Helping Students Go Further with Their Data Analysis

“The data shows that my hypothesis was wrong.”

Oh no. What happened? My high school students were working on the Ocean Tracks College Edition draft module, “What’s UP with the California Coast?” and this was one of my group’s final claim. They had been confronted by a few data points that didn’t fit their initial prediction of where and when they thought Bluefin tuna would be found and now they were ready to throw out their hypothesis. In this blog entry, I want to share some of the steps I took to coach students away from viewing their hypothesis as right or wrong and help them think more carefully about the data as they came to their final conclusions.

As my students finished up, “What’s UP with the California Coast?” I was concerned that students were a bit too rushed as they worked on their data analysis in the last part of the module. One of the most unique aspects of the Ocean Tracks interface, is that it presents students with such a variety of different types of data. Students can track different marine life and use measurements from maps of oceanographic features. But the variety and authenticity of the data increases the complexity of the task of its analysis. The data skills, such as describing data patterns and selecting appropriate data for addressing the guiding question, are what I want to emphasize the most as students use Ocean Tracks. But as students finished up this module, I was struck by the fact that I hadn’t given students enough time to do the most important work. These suspicions were confirmed when I went to look at the work they had generated. Students had been thorough with their background research and did a fantastic job collecting their measurements using the Ocean Tracks interface. But their answers to the conclusion questions I had given them, were a bit lacking. Students seemed willing to either agree that their hypothesis was supported and chose one piece of data to support that idea or to conclude that their hypothesis was incorrect.

The data itself is quite a bit more nuanced than the students were admitting. The track of the Bluefin tuna didn’t always behave the way students had predicted.
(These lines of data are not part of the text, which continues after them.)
PR #618, opened 2018-11-29
Remove false error message (compile-to-jar)

lukaszwawrzyk:
The error here is not an error actually. If the classFile is not relative to output it just most likely means it is an external jar or something. It should be returned as is and will be handled elsewhere to be recognized as external dependency. Notice that for non compile-to-jar flow there is no such check.

It turned out that this innocent error message can cause some serious problems. As we report error here, when building from intellij using this version of zinc it will be recognized as compilation error and the building will fail.


typesafe-tools:
To validate this pull request against other sbt modules, please visit <A HREF="https://jenkins.scala-sbt.org:8592/job/sbt-validator/parambuild/?sbt=develop&zinc=pull/618/head&io=develop&librarymanagement=develop&util=develop&website=develop&deploy_to_bintray=false&run_sbt_community=false&verbose_dbuild=false&community_verbose=false">this link.</A>

jvican (approved):

PR #619, opened 2018-11-29
Optimize finding output dir for source

lukaszwawrzyk:
The original `lazy val outputDir` was dead code. Looking at it I noticed that we have here some indirection, that is not needed (?).
The method is processing compilation unit which maps 1:1 with source file, and we have it already at the beginning of the method. But then for each class produced from this source we get the source file from the symbol and resolve the output dir each time.
After my change output dir is resolved once per source file.

Also, the `unit.source.file` seems to be more reliable. I faced some uncommon case when sym.sourceFile would return null, causing NPE when looking for output dir. Though it is most likely something with scalac itself. The change in this PR also solves that problem.

### DIFF
--- a/internal/compiler-bridge/src/main/scala/xsbt/Analyzer.scala
+++ b/internal/compiler-bridge/src/main/scala/xsbt/Analyzer.scala
@@ -45,15 +45,15 @@ final class Analyzer(val global: CallbackGlobal) extends LocateClassFile {
 
     def apply(unit: CompilationUnit): Unit = {
       if (!unit.isJava) {
-        val sourceFile = unit.source.file.file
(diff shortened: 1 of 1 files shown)


typesafe-tools:
To validate this pull request against other sbt modules, please visit <A HREF="https://jenkins.scala-sbt.org:8592/job/sbt-validator/parambuild/?sbt=develop&zinc=pull/619/head&io=develop&librarymanagement=develop&util=develop&website=develop&deploy_to_bintray=false&run_sbt_community=false&verbose_dbuild=false&community_verbose=false">this link.</A>

jvican (approved):
LGTM :+1:

PR #627, opened 2018-12-16
Remove obsolete API usage

som-snytt:
Remove it here so it can be removed on scala-2.13.

https://github.com/scala/scala/pull/7544

### DIFF
--- a/internal/compiler-bridge/src/main/scala_2.13/xsbt/ConsoleInterface.scala
+++ b/internal/compiler-bridge/src/main/scala_2.13/xsbt/ConsoleInterface.scala
@@ -47,7 +47,6 @@ class ConsoleInterface {
               if (loader eq null) super.parentClassLoader
               else loader
           }
-          intp.setContextClassLoader()
         } else
           super.createInterpreter(interpreterSettings)
 


typesafe-tools:
To validate this pull request against other sbt modules, please visit <A HREF="https://jenkins.scala-sbt.org:8592/job/sbt-validator/parambuild/?sbt=develop&zinc=pull/627/head&io=develop&librarymanagement=develop&util=develop&website=develop&deploy_to_bintray=false&run_sbt_community=false&verbose_dbuild=false&community_verbose=false">this link.</A>

internal/compiler-bridge/src/main/scala_2.13/xsbt/ConsoleInterface.scala
```diff
@@ -47,7 +47,6 @@ class ConsoleInterface {
               if (loader eq null) super.parentClassLoader
               else loader
           }
-          intp.setContextClassLoader()
```
eed3si9n, line 50: Would this mean using some range of Scala 2.13.x would require some range of future version of sbt?

som-snytt:
Don't want to be that guy with the ancient PR. Scala 2 is almost over anyway.

PR #628, opened 2018-12-18
Do not swallow exception when reading analysis

lukaszwawrzyk:
`FileAnalysisStore` swallows exceptions when reading analysis. It is expected to return `Optional.empty` when file does not exists, this seems to be a check that zinc relies on, hence I had to add the check in the method. But any other case probably indicates some kind of error, leading to unexpected full recompilations and leaving no information to debug those.
In fact most weird problems faced with zinc were hidden exactly in this place.
To name one: sometimes analysis could not be read. It turned out to be because of protobuf max message length (it was throwing, but exception was swallowed). That was because there were 2 protobufs on the classpath, one was the old version with lower limit. With many moving pieces related, debugging that it was related to this place took a while, an exception would make it more obvious. And there was a number of other issues that were simply hidden there.

I can understand that it changes the behavior and other code may depend on that. Maybe this should be a part of the "strict mode" as discussed in https://github.com/sbt/zinc/pull/617 ?

### DIFF
--- a/internal/zinc-persist/src/main/scala/sbt/internal/inc/FileAnalysisStore.scala
+++ b/internal/zinc-persist/src/main/scala/sbt/internal/inc/FileAnalysisStore.scala
@@ -50,21 +50,21 @@ object FileAnalysisStore {
      * Get `CompileAnalysis` and `MiniSetup` instances for current `Analysis`.
      */
     override def get: Optional[AnalysisContents] = {
-      import JavaInterfaceUtil.EnrichOption
-      val nestedRead: Option[Option[AnalysisContents]] = allCatch.opt {
+      if (file.exists()) {
         Using.zipInputStream(new FileInputStream(file)) { inputStream =>
           lookupEntry(inputStream, analysisFileName)
           val reader = CodedInputStream.newInstance(inputStream)
           val (analysis, miniSetup) = format.read(reader)
-          val analysisWithAPIs = allCatch.opt {
+          val analysisWithAPIs = {
             lookupEntry(inputStream, companionsFileName)
             format.readAPIs(reader, analysis, miniSetup.storeApis)
           }
-
-          analysisWithAPIs.map(analysis => AnalysisContents.create(analysis, miniSetup))
+          val contents = AnalysisContents.create(analysisWithAPIs, miniSetup)
+          Optional.of(contents)
         }
+      } else {
+        Optional.empty()
       }
-      nestedRead.flatten.toOptional
     }
 
     /**


typesafe-tools:
To validate this pull request against other sbt modules, please visit <A HREF="https://jenkins.scala-sbt.org:8592/job/sbt-validator/parambuild/?sbt=develop&zinc=pull/628/head&io=develop&librarymanagement=develop&util=develop&website=develop&deploy_to_bintray=false&run_sbt_community=false&verbose_dbuild=false&community_verbose=false">this link.</A>

internal/zinc-persist/src/main/scala/sbt/internal/inc/FileAnalysisStore.scala
```diff
@@ -50,21 +50,21 @@ object FileAnalysisStore {
...
     override def get: Optional[AnalysisContents] = {
-      import JavaInterfaceUtil.EnrichOption
-      val nestedRead: Option[Option[AnalysisContents]] = allCatch.opt {
+      if (file.exists()) {
         Using.zipInputStream(new FileInputStream(file)) { inputStream =>
           lookupEntry(inputStream, analysisFileName)
           val reader = CodedInputStream.newInstance(inputStream)
           val (analysis, miniSetup) = format.read(reader)
-          val analysisWithAPIs = allCatch.opt {
+          val analysisWithAPIs = {
```
eed3si9n, line 58: Instead of changing the existing semantics, why don't we add another API that returns `Either[Option[String], AnalysisContents]` or something like that, so we can surface the error as a warning message.

eed3si9n (changes requested):

internal/zinc-persist/src/main/scala/sbt/internal/inc/FileAnalysisStore.scala
eatkins: Could we do better with `Either[AnalysisException, AnalysisContents]` or `Try[AnalysisContents]`? Using Either preserves a bit more type information than Try. I made up AnalysisException. It would be whatever exception type the api throws.

eed3si9n: I included `Option[String]` in there because analysis file not existing is a case that needs to be handled. Maybe it's better to have `Try[Option[AnalysisContents]]` or `Either[something, Option[AnalysisContents]]`.

eatkins: Oh, I see. I just saw the title was "Do not swallow exception" and assumed there was some exception that was being caught and dropped so I was just advocating preserving that information since `Option[String]` implied a loss of information to me.

lukaszwawrzyk: @eatkins You assumed correctly. `allCatch.opt` does catch and drop exceptions. These are not expected exceptions (like for missing file) but some rare cases like e.g. corrupt analysis file or ClassDefNotFoundError or any other random issues. Currently they will just be ignored and treated equivalently to missing file.
@eed3si9n It would still be an improvement to add separate method (any suggested name), though I believe this new method should be called by zinc internally, because otherwise the error will be lost as before. I would be in favour of throwing the exception, but I guess logging could be ok, yet harder to spot.

eed3si9n: Once there's `Try` or `Either` the consumer of Zinc can take appropriate action, including failing the build etc..

lukaszwawrzyk: I tried doing that. It seems that adding the new method would require altering the api of `xsbti.compile.AnalysisStore` and I think scala types like `Try` or `Either` shouldn't be used there.
I was thinking about adding `getUnsafe` variant that would throw, and keep `get` as `try getUnsafe() catch { case e: Exception => Optional.empty() }`. Though it feels a bit odd that (in my opinion) the preferred method would be the unsafe variant. I still think that the allCatch there was not the best decision and should just be replaced as it currently is in this PR.

SethTisue:
closing for inactivity. happen to reopen if activity resumes.

PR #629, opened 2018-12-18
Allow disabling compression when saving analysis

lukaszwawrzyk:
This is a thing that was on my compile-to-jar PR but we decided to leave for later, so here it is.
This adds an option to disable zip compression while storing analysis. It allows to save some time when storing the analysis if the space is not big of a concern. 
It is implemented through system property. Makes it easy to enable globally and does not require changing the API, but I am open for suggestions how to do it better.

### DIFF
--- a/internal/zinc-persist/src/main/scala/sbt/internal/inc/FileAnalysisStore.scala
+++ b/internal/zinc-persist/src/main/scala/sbt/internal/inc/FileAnalysisStore.scala
@@ -11,7 +11,7 @@ package inc
 
 import java.io._
 import java.util.Optional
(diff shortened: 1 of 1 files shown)


typesafe-tools:
To validate this pull request against other sbt modules, please visit <A HREF="https://jenkins.scala-sbt.org:8592/job/sbt-validator/parambuild/?sbt=develop&zinc=pull/629/head&io=develop&librarymanagement=develop&util=develop&website=develop&deploy_to_bintray=false&run_sbt_community=false&verbose_dbuild=false&community_verbose=false">this link.</A>

SethTisue:
closing for inactivity. happy to reopen if activity resumes

PR #632, opened 2019-01-18
Replace WriterOutputStream with internal implementation

lukaszwawrzyk:
I am working on integrating the compile-to-jar functionality with scala plugin for intellij.
This small change https://github.com/sbt/zinc/pull/610 that introduced a call to `scala.tools.nsc.interpreter.WriterOutputStream` causes `ClassNotFoundException` in the compile server, as scalac jars are not on the classpath. They are passed individually for each compilation.
Converting `Writer` to `OutputStream` is sadly not implemented in the JDK. 
It is e.g. in `org.apache.commons.io.input.WriterInputStream`, but it is not on our classpath either.
As the class is small I think it is ok to have our own implementation like that instead of pulling it from internals of scalac.

### DIFF
--- a/internal/zinc-compile-core/src/main/scala/sbt/internal/inc/javac/LocalJava.scala
+++ b/internal/zinc-compile-core/src/main/scala/sbt/internal/inc/javac/LocalJava.scala
@@ -12,8 +12,9 @@ package inc
 package javac
 
 import java.io.{ File, InputStream, OutputStream, PrintWriter, Writer }
-import java.nio.charset.Charset
 import java.util.Locale
+import java.nio.{ ByteBuffer, CharBuffer }
+import java.nio.charset.{ Charset, CodingErrorAction }
 
 import javax.tools.JavaFileManager.Location
 import javax.tools.JavaFileObject.Kind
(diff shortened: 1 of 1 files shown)


typesafe-tools:
To validate this pull request against other sbt modules, please visit <A HREF="https://jenkins.scala-sbt.org:8592/job/sbt-validator/parambuild/?sbt=develop&zinc=pull/632/head&io=develop&librarymanagement=develop&util=develop&website=develop&deploy_to_bintray=false&run_sbt_community=false&verbose_dbuild=false&community_verbose=false">this link.</A>

eed3si9n (approved):

lukaszwawrzyk:
@jvican Could you take a look? I still have some work to do on the scala plugin, I am working on a local version right now, but it would be nice to have it merged/released some time soon.

jvican (approved):
LGTM, I'm surprised you use such small byte and char buffers, but I guess it's OK.

lukaszwawrzyk:
Thanks! 
I was a bit surprised by buffers as well, though it is exactly the same as it was before this PR, as the class is almost a copy of `scala.tools.nsc.interpreter.WriterOutputStream`.

lukaszwawrzyk:
@eed3si9n any chance of releasing zinc with this patch?

lukaszwawrzyk:
Actually would be best to release it after https://github.com/sbt/zinc/pull/633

It seemed as those the students didn’t notice this or were choosing to ignore those data points in favor of the data that did fit the way they had expected. They had oversimplified what the data had meant and were quick to form their conclusions.

Viewing their responses made me realize that I had skipped over a key part in this lesson. I had worked with them step by step when it came to doing the background research and collecting their measurements. But when it came to the analysis of the data points and making some decisions about their final claims, I had let the students work independently. In retrospect, I realized that I missed out on the opportunity to guide them when they needed it the most.

It’s important that we do more than just ask students to analyze the data. We need to give them the tools they need in order to do this well. After watching my students have a successful start to this module, but then see them ultimately stumble, I was left with many questions. How can I better coach students to analyze their data? What prompts can I provide that ask them to compare their numbers and really think about how those measurements match up to their predictions? How can I help students wrestle with what it means when the data doesn’t totally fit their expectation?

I was feeling a bit unsettled about my students’ work and at the next break in the curriculum I made a conscious decision to revisit the Ocean Tracks module and to try the data analysis piece again. I treated the work they had done already as a rough draft. Using Google Slides, I was able to comment on their slides and give them specific feedback on the work they had done so far (see an example of this kind of feedback in Figure 1). But in addition to responding to those specific suggestions, I wanted students to think about the data they had gathered with a broader perspective. To help with this, I generated a lesson plan that took students “offline” in order to reflect on and discuss the meaning of their data.student work

I printed out each group's measurement table and gave each group a piece of newsprint. I asked the students to look at the data they had gathered again and categorize it: which data supports your hypothesis and which doesn’t support their hypothesis? On the newsprint I had them make a two column table for their evidence and their reasoning for why each piece of data supports or doesn’t support that hypothesis. We then hit our first stumbling block. Students couldn’t remember what their hypothesis was or where to find it! I had to remind them again of the predictions that they had made earlier in the module. (See Figure 2 for an example of student work showing the predictions that students had made previously). Groups then took a moment to re-work their hypothesis and write it as a statement; a format that they were more familiar with. For example, “In the summer the Bluefin tuna are more likely to be near the coast because of upwelling, whereas in the winter they are less likely to be near the coast.” Next, students had to pause and consider the data more closely than they had on the first attempt. At first they asked questions like, “Well, how do we know if the data supports our hypothesis?” We took a moment to review the clues that would indicate feeding behavior of the tuna. As a class we discussed how the curviness of the track can indicate a feeding behavior and also talked about what we would expect to see in the levels of chlorophyll in a productive area. Now, students were ready to get to work. As you can see in Figures 3 and 4, students were able to organize their evidence and explain why the data either fit or didn’t fit their expectations.student work

What I liked about the newsprint activity was that it fostered collaboration and discussion between the group members as they contemplated the data. Before a piece of data was categorized as supporting or not-supporting, the group had to discuss it and make sure they were in agreement prior to writing it down on the poster. Also, by having the two categories, it made it ok that some data didn’t support their initial hypothesis. I had given them permission to be surprised by the data that was unexpected instead of just trying to ignore those data points that didn’t fit their expectations or say that their entire hypothesis was incorrect. I asked students, “You’re the scientist trying to learn more about tuna behavior, just because one tuna didn’t do what you expected, does it mean all of your research you have done up until this point is wrong?” They were able to say, “No, but we would need more information. It would be good to look at more tuna tracks or look at data from different years.” Yes! This is what I was hoping to get from the students. They were starting to look at the data more critically and realizing that sometimes the data analysis process can yield more questions and illustrate a need for additional data collection.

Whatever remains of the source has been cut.